Speaking at the Buy To Let Market Forum in Cardiff earlier this week, Mortgages for Business CEO David Whittaker noted that lender product retention and transfer strategies were increasingly important as background portfolio requirements continue to change.

Whittaker highlighted that if a lender did not have some sort of a product retention or transfer strategy then at the end the fixed-term period, if the portfolio no longer fitted the “new norm”, it may be impossible to refinance the loan.

“You may have created a mortgage prisoner,” he warned.

“They may end up going on to that lender’s back book, which will inevitably end-up being at a rate of Libor plus 4.5% or whatever figure is appropriate.”

 

Lenders need to step up

Whittaker also used the opportunity to encourage those lenders without a retention strategy to get themselves in order.

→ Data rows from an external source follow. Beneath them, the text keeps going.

Issue #576, opened 2020-10-13
Crash inside sws_scale with certain inputs


ckirmse:
It's easily reproducible to get both invalid reads and writes (causing a crash; valgrind shows more detail of what's wrong) by using an input video whose width is not a multiple of 4. The underlying issue is that the alignment passed to a bunch of libav functions is 1, but for sws_scale to work in general it is apparently supposed to be 32 (the answer here helped me a lot: https://stackoverflow.com/questions/31253485/how-do-you-resize-an-avframe/31270501#31270501 ).

@ferdnyc this seemed up your alley--I have a rough patch that fixes the problem. Would you be interested in me polishing it up and submitting it? I'd love a second set of eyes because this is tricky stuff.

ferdnyc:
@ckirmse 
> 
> @ferdnyc this seemed up your alley

Oh, my no. Well, not by _choice_, and not in the sense that I have any particular knowledge of that code — @eisneinechse and @jonoomph would be the go-tos/primaries. But in the sense that I'd like to see this _fixed_ and can help turn the wheels on getting a PR merged, yes definitely.

> --I have a rough patch that fixes the problem. Would you be interested in me polishing it up and submitting it? I'd love a second set of eyes because this is tricky stuff.

Absolutely! Heck, I'd be interested in you submitting it _unpolished_, or polishing it along the way. If it's truly in an un-_finished_ state, just throw `WIP:` at the start of the PR title.

It's always easiest to discuss code changes in the context of _the actual code_, and the simplest path to that is an open PR. While it's _possible_ to view branches in forked repos, comment on commits, and discuss in-development changes that way, it's just not as convenient. (For starters, it makes it **much** harder for any third parties to find or jump into those conversations.)

> It's easily reproducible to get both invalid reads and writes (causing a crash; valgrind shows more detail of what's wrong) by using an input video whose width is not a multiple of 4. The underlying issue is that the alignment passed to a bunch of libav functions is 1, but for sws_scale to work in general it is apparently supposed to be 32 (the answer here helped me a lot: https://stackoverflow.com/questions/31253485/how-do-you-resize-an-avframe/31270501#31270501 ).

Mmm, I see where we have `alignment` just hardcoded to `1`:
https://github.com/OpenShot/libopenshot/blob/414a2cdaa3e0b3a009f335670d65179d8366b470/include/FFmpegUtilities.h#L162
...in _multiple_ places, actually:
[...]

PR #577, opened 2020-10-13
WIP: fix crashes with video widths not multiple of 4

ckirmse:
- need to align 32 everywhere for sws_scale to not crash
- older ffmpegs don't have a nice function (thanks for telling me about it @ferdnyc , I didn't know about av_cpu_max_align), so 32 hard-coded in a few places
- needed to tell QImage about the change too.
- fixes issue #576


include/Frame.h
```diff
@@ -156,7 +156,7 @@ namespace openshot
 		void AddColor(int new_width, int new_height, std::string new_color);
 
 		/// Add (or replace) pixel data to the frame
-		void AddImage(int new_width, int new_height, int bytes_per_pixel, QImage::Format type, const unsigned char *pixels_);
+		void AddImage(int new_width, int new_height, int bytes_per_pixel, int bytes_per_line, QImage::Format type, const unsigned char *pixels_);
```
ferdnyc, line 159: Perhaps it'd be better to add this as an additional overload, rather than redefining the existing `Frame::AddImage()` semantics? There may be external API consumers who rely on the previous signature.

To make overload resolution slightly less harrowing, there's _some_ argument for tacking `bytes_per_line` on at the very end. Arguably it's a detail specific to the **buffer**, not a parameter describing the image (like all of the other parameters surrounding it), so it should (optionally) follow the buffer it describes — and only in the cases where it's necessary to specify it. (IOW, only when `bytes_per_line != width * bytes_per_pixel`.)

src/Frame.cpp
```diff
@@ -759,11 +759,11 @@ void Frame::AddColor(int new_width, int new_height, std::string new_color)
 }
 
 // Add (or replace) pixel data to the frame
-void Frame::AddImage(int new_width, int new_height, int bytes_per_pixel, QImage::Format type, const unsigned char *pixels_)
+void Frame::AddImage(int new_width, int new_height, int bytes_per_pixel, int bytes_per_line, QImage::Format type, const unsigned char *pixels_)
```
ferdnyc, line 762: The old signature could then just be turned into:
```c++
void Frame::AddImage(
    int width, int height, int bytes_per_pixel,
    QImage::Format type, const unsigned char* pixels_)
{
       AddImage(width, height, bytes_per_pixel, type, *pixels_, (width * bytes_per_pixel));
}
```

src/Frame.cpp
```diff
@@ -759,11 +759,11 @@ void Frame::AddColor(int new_width, int new_height, std::string new_color)
...
 {
 	// Create new buffer
 	const GenericScopedLock<juce::CriticalSection> lock(addingImageSection);
-	int buffer_size = new_width * new_height * bytes_per_pixel;
+	int buffer_size = bytes_per_line * new_height;
```
ferdnyc, line 766: Alternatively, if you _are_ gonna change the signature of `Frame::AddImage()`, it makes sense to _**drop**_ `bytes_per_pixel` (and replace it with `bytes_per_line`), since it no longer has **any** purpose.

(Plus it's totally implied by `QImage::Format`, so it was never necessary to pass it in anyway.)

src/Frame.cpp
```diff
@@ -772,7 +772,7 @@ void Frame::AddImage(int new_width, int new_height, int bytes_per_pixel, QImage:
 	// Create new image object, and fill with pixel data
 	#pragma omp critical (AddImage)
 	{
-		image = std::shared_ptr<QImage>(new QImage(qbuffer, new_width, new_height, new_width * bytes_per_pixel, type, (QImageCleanupFunction) &openshot::Frame::cleanUpBuffer, (void*) qbuffer));
+		image = std::shared_ptr<QImage>(new QImage(qbuffer, new_width, new_height, bytes_per_line, type, (QImageCleanupFunction) &openshot::Frame::cleanUpBuffer, (void*) qbuffer));
```
ferdnyc, line 775: If `openshot::Frame`s are going to contain `QImage`s with possible line-padding, I think this is actually going to necessitate an audit of _all_ of our image-processing code. Because, for instance, I can't see how this **wouldn't**  break this loop:

https://github.com/OpenShot/libopenshot/blob/414a2cdaa3e0b3a009f335670d65179d8366b470/src/effects/Shift.cpp#L79-L84

And potentially dozens more just like it, hiding scattered around the code. We are unfortunately **not** rigorous about using `QImage::[const]scanLine`. Not at _all_.

ferdnyc (commented):
Looks good, for the most part. I brought up a couple of points about `AddImage()`, but nothing critical or imperative.

My real concerns are about effects on the rest of the code, which is unfortunately not in a state where it's resilient enough to easily weather a change like this. We're probably going to have to shore up a bunch of bad algorithms elsewhere.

“I really think it’s important that the one or two lenders that don’t yet have a solid product retention or transfer strategy need to step up and produce something,” he continued.

“We can talk about commission endlessly and what they should or shouldn’t be paying, but if they don’t have a strategy and you inadvertently put your client into the mortgage prisoner position that’s something you need to think carefully about.”

After a show of hands by the audience, Whittaker also noted that “we’re starting to see some numbers coming through of borrowers being stuck.”